- ASSIGNMENT:
Here are the records. Write out exactly the lines between the one holding "keradus: then it's" and the one holding "It's not that", inclusive.

(Saved data entries)

↓

Issue #327, opened 2017-03-08
PHP CS Fixer v2 integration is slow


keradus:
v2 allows to run single process with multiple files.
current implementation runs multiple processes per single file: https://github.com/phpro/grumphp/blob/53816aef86fb497e79fad024d5299f002c9ed1b7/src/Task/AbstractPhpCsFixerTask.php#L120
as you dont run the Runner class but call CLI command, this will run 10 commands instead of one, making it 10 times slower.

veewee:
It was added in V1 to run the task in parallel and just copied for V2. I did not know it had support for multiple files in V2. Feel free to improve the task at any time.

SerkanYildiz:
What kind of solution do we want here? We can pass the value of the project dir to the fix parameter that will scan all files in 1 time. Or we can check the changed files/files to commit and find common directories and scan dirs instead of files. I would be happy to fix this.

keradus:
I would suggest to either:
- pass multiple files to `fix` command (regardless current or suggested solution, modified file could be excluded in PHP CS Fixer config (eg .php_cs.dist), so it would be nice to respect that running command with path and intersection mode)
- don't execute CLI at all, just run `Runner` of PHP CS Fixer programmatically.

veewee:
Fixed in #395

PR #371, opened 2017-06-16
Set default path mode to intersection

Landerstraeten:
| Q             | A
| ------------- | ---
| Branch        | master
| Bug fix?      | no
| New feature?  | yes
| BC breaks?    | yes
| Deprecations? | no
| Documented?   | yes
| Fixed tickets | /

### DIFF
--- a/src/Task/PhpCsFixerV2.php
+++ b/src/Task/PhpCsFixerV2.php
@@ -32,7 +32,6 @@ class PhpCsFixerV2 extends AbstractPhpCsFixerTask
             'config' => null,
             'rules' => [],
             'using_cache' => true,
-            'path_mode' => null,
             'verbose' => true,
             'diff' => false,
             'triggered_by' => ['php'],
@@ -43,12 +42,9 @@ class PhpCsFixerV2 extends AbstractPhpCsFixerTask
         $resolver->addAllowedTypes('config', ['null', 'string']);
         $resolver->addAllowedTypes('rules', ['array']);
         $resolver->addAllowedTypes('using_cache', ['bool']);
-        $resolver->addAllowedTypes('path_mode', ['null', 'string']);
         $resolver->addAllowedTypes('verbose', ['bool']);
         $resolver->addAllowedTypes('diff', ['bool']);
         $resolver->addAllowedTypes('triggered_by', ['array']);
-
-        $resolver->setAllowedValues('path_mode', [null, 'override', 'intersection']);
 
         return $resolver;
     }
@@ -82,7 +78,6 @@ class PhpCsFixerV2 extends AbstractPhpCsFixerTask
         }
 
         $arguments->addOptionalArgument('--using-cache=%s', $config['using_cache'] ? 'yes' : 'no');
-        $arguments->addOptionalArgument('--path-mode=%s', $config['path_mode']);
         $arguments->addOptionalArgument('--verbose', $config['verbose']);
         $arguments->addOptionalArgument('--diff', $config['diff']);
         $arguments->add('fix');
@@ -90,6 +85,8 @@ class PhpCsFixerV2 extends AbstractPhpCsFixerTask
         if ($context instanceof RunContext && $config['config'] !== null) {
             return $this->runOnAllFiles($context, $arguments);
         }
+
+        $arguments->add('--path-mode=intersection');
 
         return $this->runOnChangedFiles($context, $arguments, $files);
     }
--- a/doc/tasks/phpcsfixer2.md
+++ b/doc/tasks/phpcsfixer2.md
@@ -22,7 +22,6 @@ parameters:
             config: ~
             rules: []
             using_cache: true
-            path_mode: ~
             verbose: true
             diff: false
             triggered_by: ['php']
@@ -95,14 +94,6 @@ The caching mechanism is enabled by default.
 This will speed up further runs by fixing only files that were modified since the last run.
 The tool will fix all files if the tool version has changed or the list of fixers has changed.
 Cache is supported only for tool downloaded as phar file or installed via composer.
-
-
-**path_mode**
-
-*Default: null*
-
-Specify path mode (can be override or intersection).
-
 
 **verbose**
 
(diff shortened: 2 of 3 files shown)


veewee:
Hi @Landerstraeten,

Thanks for your PR! 

I've tested the PR and found out that during `grumphp run` no files were validated in php-cs-fixer2. I think that this is due that no files were added to the input, so the intersection is empty.
On the other hand, it does solve the issue of ignored files being validated during `grumphp git:pre-commit`.

I think it's best to fix this issue by removing the ability to configure the path modus and hardcode it:

- During grumphp run: no path mode specified
- During grumphp git:pre-commit: intersection path mode 

In the last case, it's also an option to implement this issue:
https://github.com/phpro/grumphp/issues/327


@keradus : Can you confirm that running intersection path mode with empty path arguments is causing an empty set to validate?

keradus:
I can confirm. intersection is basically operation of sets. when one take common part of anything and empty set, it's always empty set

keradus:
@veewee , hardcoded path mode would actually follow reasoning why we introduced intersection.
for regular run - always normal mode, for precommit/CI - always intersection

keradus:
> BC breaks?	no

disagree, public argument was removed

veewee:
It is indeed a BC break, I've changed the description and the milestone.
The code looks good at first sight. I'll do a more in-depth review this friday.

src/Task/PhpCsFixerV2.php
```diff
@@ -91,6 +86,8 @@ public function run(ContextInterface $context)
             return $this->runOnAllFiles($context, $arguments);
         }
 
+        $arguments->add('--path-mode=intersection');
```
keradus: it will crash with `Cannot create intersection with not-fully defined Finder in configuration file.` exception if there is no finder configured in `.php_cs(.dist)?` file.

veewee: How would you suggest to solve it?

keradus: you cannot know it without executing config file.

veewee: We could execute the config file, but this won't be able if php-cs-fixer is ran in PHAR modus. In that case, the `PhpCsFixer\Config` won't be available. 
I do understand why it crashes, but isn't it more logical if it runs in intersect modus without a finder, it runs on the specified files only? However, this would require a change in php-cs-fixer2.

keradus: sorry, not sure what are `modus`

> We could execute the config file, but this won't be able if php-cs-fixer is ran in PHAR modus. 

not true.

> isn't it more logical if it runs in intersect modus without a finder

no, it intersect you need to have at least two collections. here, it's cli args + finder from config.

veewee: @keradus,
If people [installed php-cs-fixer globally](https://github.com/FriendsOfPHP/PHP-CS-Fixer#globally-manual), then that executable could be used in grumphp. This means that we cannot autoload the php-cs-fixer configuration class / interface at that point and we won't be able to check if the config contains a finder.

Maybe another path-mode could be added that only uses the files added to the cli command?

keradus: then it's a matter how you execute php-cs-fixer from grumphp.

that's `--path-mode=override`, take everything passed to cli command and ignore finder from config file. yet, it will ignore whole finder, including exclusions. you cannot partially honour finder and partially not.

keradus: poor, quick and dirty solution would be to execute command with `intersection` mode, if it crashes on not fully defined finder, run it with `override` mode...
or, as suggested somewhere, execute `Runner` programatically instead of calling CLI command.

veewee: Hi @keradus,

The problem with override is that ignored files are being checked by php-cs-fixer which results in errors.
We cannot use the `Runner` for the same reason as mentioned above: some people are using the global installled php-cs-fixer, so we can't autoload the php-cs-fixer classes.

This is the problem we are trying to fix in this ticket, but there doesn't seem to be one fitting solution. As you mentioned, currently the best option is to handle errors with intersection and an empty finder.

Feel free to suggest any other solution if you think of something we didn't look at yet.

keradus: > As you mentioned, currently the best option is to handle errors with intersection and an empty finder.

and that means you need to load config from file and change it, it finder is not fully configured.
but that, again, would require grumphp to understand the code it's executing (know the classes etc), which, as other solution I suggested, you refused.
you want to be aware of configuration but refuse to know it classes. not much you can do with that restriction (except run cli up to 2 times approach)

veewee: Hi @keradus ,

It's not that I refuse to know it classes, it's about some configurations using the globally installed php-cs-fixer. For locally installed fixers it wouldn't be a problem. 
Instead of running the cli tool twice, it is also possible to make the path mode configurable again, but this time with a boolean that looks like `intersect_on_commit` with a default value of true. That would probably also fix this problem.

keradus: you could know the classes and still execute phar from cli.

that new mode is a hacky way of doing this which abuse package that is external for you, putting special mode only for one user is no-go.
and that option is not `intersect_on_commit`, it's more like `intersect_wich_finder_from_config_but_ignore_if_there_is_no_finder_in_config`... hacky

veewee: @keradus, 

The only way we could know these classes is by adding php-cs-fixer to the dependencies, even for projects who don't want to use that tool. So this is something I would like to avoid. Or are you talking about some other way?

To be sure we are talking about the same thing: I was talking about a configuration inside grumphp named `intersect_on_commit` which will use the `intersect` path mode during a commit inside GrumPHP. There is no need for any changes in php-cs-fixer for that.

keradus: > I was talking about a configuration inside grumphp named intersect_on_commit which will use the intersect path mode during a commit inside GrumPHP. There is no need for any changes in php-cs-fixer for that.

Cool it's gonna be internal setting.
yet, when `intersect_on_commit` would be set up, then you will end up with current issue as well, key is configured, intersection is tried to be used, yet no local config finder is provided.

> Or are you talking about some other way?

if you don't want to have that as dependency and treat it as a blackbox, then:
> poor, quick and dirty solution would be to execute command with intersection mode, if it crashes on not fully defined finder, run it with override mode...

veewee:
Fixed in #395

↑

- RESULT OF THIS EXERCISE:
keradus: then it's a matter how you execute php-cs-fixer from grumphp.

that's `--path-mode=override`, take everything passed to cli command and ignore finder from config file. yet, it will ignore whole finder, including exclusions. you cannot partially honour finder and partially not.

keradus: poor, quick and dirty solution would be to execute command with `intersection` mode, if it crashes on not fully defined finder, run it with `override` mode...
or, as suggested somewhere, execute `Runner` programatically instead of calling CLI command.

veewee: Hi @keradus,

The problem with override is that ignored files are being checked by php-cs-fixer which results in errors.
We cannot use the `Runner` for the same reason as mentioned above: some people are using the global installled php-cs-fixer, so we can't autoload the php-cs-fixer classes.

This is the problem we are trying to fix in this ticket, but there doesn't seem to be one fitting solution. As you mentioned, currently the best option is to handle errors with intersection and an empty finder.

Feel free to suggest any other solution if you think of something we didn't look at yet.

keradus: > As you mentioned, currently the best option is to handle errors with intersection and an empty finder.

and that means you need to load config from file and change it, it finder is not fully configured.
but that, again, would require grumphp to understand the code it's executing (know the classes etc), which, as other solution I suggested, you refused.
you want to be aware of configuration but refuse to know it classes. not much you can do with that restriction (except run cli up to 2 times approach)

veewee: Hi @keradus ,

It's not that I refuse to know it classes, it's about some configurations using the globally installed php-cs-fixer. For locally installed fixers it wouldn't be a problem. 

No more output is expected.